PR #1618, opened 2026-09-02
perf: cache corpus selection as prefix sums and generate fillers on demand

elopez:
## What

Three costs in the corpus path, all growing with campaign size:

1. **Selection walked the whole corpus per draw.** `selectFromCorpus` ran
   `Set.toDescList`, re-summed every weight, and scanned — O(corpus) list
   materialization per draw, one or two draws per generated sequence, forever.
   The corpus is now snapshotted into a `CorpusSelector` — a sequence vector
   plus cumulative weights — and each draw is one bounded draw plus a binary
   search. The snapshot is cached per worker and stamped with the corpus size,
   which is a sound version tag because the shared corpus only ever grows
   (its single writer is the `Set.insert` on new coverage); it is rebuilt only
   when the corpus grew.

2. **`randseq` generated a full `seqLen` of fresh transactions up front**,
   though the dominant mutations replay corpus transactions and discard most
   of them. Mutations now receive the generator and run it only for the
   filler positions the mutated sequence actually needs.

3. **Every corpus insertion deep-forced the entire corpus** ("corpus is a bit
   too lazy"), re-walking every stored sequence on every new-coverage event —
   quadratic over a campaign. Only the new entry is forced now; everything
   older was forced on its own insertion.

## Compatibility

Same executed-sequence distribution: the mutation mix, the
weight-proportional selection (∝ insertion stamp), and the filler
distribution are unchanged — but the generator is consumed in a different
order, so seeds don't reproduce campaigns across this change and
`values/extreme.yaml`'s pinned seed is repicked once more (all five
`extreme.sol` asserts plus `utf8.sol` pass with margin at a 3000-call limit;
suite-verified).

## Numbers

Selection cost per draw, isolated (GHC 9.8.4, `-O2`, aarch64):

| corpus size | Set walk (before) | prefix sums + binary search |
|---|---|---|
| 100 | 1.36 µs | 80 ns |
| 1,000 | 8.5 µs | 82 ns |
| 5,000 | 29.6 µs | 97 ns |
| 20,000 | 109 µs | 150 ns |

plus one O(corpus) snapshot rebuild per corpus *growth* instead of per draw.

Profiled on a corpus-heavy synthetic bench (180 branchy functions,
seqLen 10, 300k calls, corpus ≈250): `selectFromCorpus` drops from 0.3% of
runtime to 0.0% (28k draws, 225 snapshot rebuilds), and the transaction
generation path from 3.8% to 2.5% (568k → 311k generator entries) from the
deferred fillers.

End to end the fuzzing loop is EVM-bound, so on a real target with a small
corpus this is ~1%; the selection cost it removes is the one that used to
scale linearly with corpus size for the life of the campaign, so the win
grows with long campaigns, large corpora, and short `seqLen`.

### DIFF
--- a/lib/Echidna/Mutator/Corpus.hs
+++ b/lib/Echidna/Mutator/Corpus.hs
@@ -1,13 +1,15 @@
 module Echidna.Mutator.Corpus where
 
+import Control.Monad (replicateM)
 import Control.Monad.Random.Strict (MonadRandom, getRandomR)
 import Data.Maybe (maybeToList)
-import Data.Set qualified as Set
+import Data.Vector qualified as V
+import Data.Vector.Unboxed qualified as VU
 
 import Echidna.Mutator.Array
 import Echidna.Transaction (forceMutateTx, mutateTx, shrinkTx)
 import Echidna.Types (MutationConsts)
-import Echidna.Types.Corpus
+import Echidna.Types.Corpus (CorpusSelector(..))
 import Echidna.Types.Random (weighted)
 import Echidna.Types.Tx (Tx)
 
@@ -51,10 +53,10 @@ cutRange _ len = (min 1 len, len)
 selectAndMutate
   :: MonadRandom m
   => TxsMutation
-  -> Corpus
+  -> CorpusSelector
   -> m [Tx]
-selectAndMutate m corpus = do
-  rtxs <- selectFromCorpus corpus
+selectAndMutate m sel = do
+  rtxs <- selectFromCorpus sel
   k <- getRandomR (cutRange m (length rtxs))
   mutator m $ take k rtxs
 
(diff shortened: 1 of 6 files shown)


tests/solidity/values/extreme.yaml
```diff
@@ -2,4 +2,4 @@ testLimit: 5000
 shrinkLimit: 100
 testMode: assertion
 seqLen: 1
-seed: 10
```
gustavo-grieco: is this change needed?

elopez: yeah, the test is probabilistic and fails otherwise 😢

gustavo-grieco:
Benchmark this, maybe even with 6 hours runs?

gustavo-grieco:
https://github.com/scfuzzbench/scfuzzbench/issues/298

PR #1620, opened 2026-09-03
Sequence generation fixes

elopez:
* The test limit now counts only executed transactions. Each sequence used to be charged one extra call, which doubled the cost of every iteration when `seqLen` is 1
* Corpus mutations now always produce sequences of exactly `seqLen` transactions. The prepend mutation could produce shorter sequences and, when `seqLen` is 1, produced an empty sequence about a fifth of the time
* When `seqLen` is 1 the corpus is now used: about half of the generated transactions are tweaked copies of stored transactions. Stored transactions were previously never fed back into generation, because only strict prefixes of stored sequences were reused
* Fix extreme.sol assertions to check all of them


gustavo-grieco:
Let's keep the added comments lean and minimal, but this looks very close to be merged otherwise.

gustavo-grieco (approved):

PR #1631, opened 2026-09-15
Cap generated msg.value at the sender’s balance

### LINKED ISSUE #1556: [Bug-Candidate]: Sender with zero balance can call the fuzzing harness with msg.value being non-zero
### Describe the issue:

Sender with zero balance can call the fuzzing harness with msg.value being non-zero

### Code example to reproduce the issue:

Repro: https://github.com/rappie/echidna-sender-bug-repro

### Version:

master

### Relevant log output:

```shell
checkSenderBalance(): failed!💥
  Call sequence:
    SenderBalance.checkSenderBalance() Value: 0xd766e4f69b27688c

Traces:
emit Log(senderBalanceAtDeploy=0, senderBalanceNow=0, sender=0x0000000000000000000000000000000000010000, msgValue=15521344913595132044)
```

DefiAudit0x:
## Summary

A fuzzing transaction carrying more `msg.value` than its sender holds is rejected by any real chain before execution, but Echidna kept generating such impossible transactions. This PR caps the generated value at the sender's current balance in the fuzzing world.

Fixes #1556

## Root cause

- `toTx` picked a random sender and generated a value in `[0, maxValue]` with no regard for the sender's funds. With the reporter's config (`balanceAddr: 0`) every non-zero value was unreachable in reality, yet it was executed: `setupTx` credits the destination contract with `tx.value` (`incrementBalance`) and nothing debits the sender, so the campaign explores states no chain can reach and properties inspecting sender balances report false counterexamples.
- Sender balances *do* exist in the fuzzing world: `populateAddresses` seeds every sender with `balanceAddr` in `vm.env.contracts`, and internal transfers (e.g. a constructor's `transfer`) update them there — that store is the source of truth this fix reads.

## The change

- `toTx` now receives the deployed-contracts map (already threaded through `genTx`/`genTxFromPrototype` from `vm.env.contracts`) and caps the generated value at `min maxValue (senderBalance sender)`; a missing entry means zero funds.
- With `balanceAddr: 0` (as in the repro) senders now only transact with value 0; the default funding (`0xffffffff`) and `maxValue` (100 eth) still allow large values — users who want higher reachable values should raise `balanceAddr` alongside `maxValue`.
- Symbolic execution's `modelToTx` is untouched: its values come from an SMT model solved under hevm's balance constraints.

## Test plan

- New integration regression test `basic/zero-balance-sender.sol` + yaml mirroring the issue's repro: `balanceAddr: 0`, a payable function asserting `msg.value <= msg.sender.balance`. Before this change the fuzzer drives it to failure; after, it passes.
- Existing value-related tests (`values/payable.sol` needs value 129, `basic/balance.sol` pins sender balances) are unaffected since their required values are within sender funds.


gustavo-grieco:
I don't think we need this, as accounts can increase their balance at any time (e.g. account X will have Y balance at one tx and Z balance the next tx). On top of that, only a very small amount of contracts use account.balance, but almost never from EOA, so this code won't be useful in practice and only add complexity.

DefiAudit0x:
Thanks for the review. I agree that an account's balance can change over time, and the fix does not assume that it is static.

The issue is that Echidna currently generates a transaction with `msg.value` greater than the sender's balance at the time the transaction is generated. In the original report, the sender has a zero balance but Echidna still produces a non-zero `msg.value`, which is rejected by a real chain before contract execution.

The cap is applied against the sender's current balance in the VM state. If the sender receives funds earlier in the sequence, the updated balance is used for subsequent transactions. So this is not intended to model a permanently fixed balance; it prevents impossible transactions from being generated from the current state.

The regression test reproduces the reported zero-balance case. Without the change, Echidna reaches the payable function with a non-zero value from a zero-balance sender; with the change, only reachable values are generated.

I agree that the practical impact may be limited to contracts and campaigns that inspect sender balances, but for those campaigns the current behavior produces impossible states and false counterexamples. Do you think this narrower scope would address the complexity concern?

gustavo-grieco:
There is no point in decrementing the balance during the transaction. The code under fuzzing cannot see that effect. The only value that the contract can see is sender.balance that can be any value, even zero

PR #382, opened 2018-04-17
Work on PolygonRenderer of Skia

charlenni:
Removed some bugs
Added some functionality
Worked on performance


pauldendulk:
Why is the StyleCollection cast necessary?
```c#
else if (style is StyleCollection styleCollection)
```

charlenni:
I would say, because style is of type IStyle.

PR #427, opened 2018-05-29
Comments

charlenni:
Started with some work to document Map, Viewport and parts of Layers.
Refactored Map and Viewport, so that it is better to understand, what Map and what Viewport does. Moved for this functions NavigateTo() and RotateTo() from Map to Viewport. At the end it should be possible to have one Map with many Viewports/MapControls, which show different parts of the map.

@pauldendulk Please check, and say, if this is ok. If not, drop the PR.


pauldendulk:
Thanks again! Could you give a summary of the code changes? Most is comments I see, but the diff gets a bit confused so it is sometimes hard to see where the code is changed and where it is just comments.

Changes:
- I see ViewChanged has move to viewport.
- You mentioned NavigateTo() and RotateTo() has moved to viewport.
- You mentioned "At the end it should be possible to have one Map with many Viewports/MapControls". What related changes are in the MR?

btw, if code comments and code changes were in separate PRs it would be easier to merge.

charlenni:
Oh, sorry for doing this again :(

The biggest part of the PR are comments and a reordering of the source code, so that the order is constructor, properties, public function and than private functions. I could try to redo the ordering of the source code, than it would be better viewable. Should I?

I added ViewChanged to Viewport, because I think, that this is the right place. The old function exists further, but is marked as obsolet. Same to NavigateTo() and RotateTo().

There aren't any changes for your last point. But I assume, that this should be the goal for future changes.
------------------------------
Write out the lines of the entries, word for word, from the first through the one containing "when the corpus grew.", and stop at that line.

PR #1618, opened 2026-09-02
perf: cache corpus selection as prefix sums and generate fillers on demand

elopez:
## What

Three costs in the corpus path, all growing with campaign size:

1. **Selection walked the whole corpus per draw.** `selectFromCorpus` ran
   `Set.toDescList`, re-summed every weight, and scanned — O(corpus) list
   materialization per draw, one or two draws per generated sequence, forever.
   The corpus is now snapshotted into a `CorpusSelector` — a sequence vector
   plus cumulative weights — and each draw is one bounded draw plus a binary
   search. The snapshot is cached per worker and stamped with the corpus size,
   which is a sound version tag because the shared corpus only ever grows
   (its single writer is the `Set.insert` on new coverage); it is rebuilt only
   when the corpus grew.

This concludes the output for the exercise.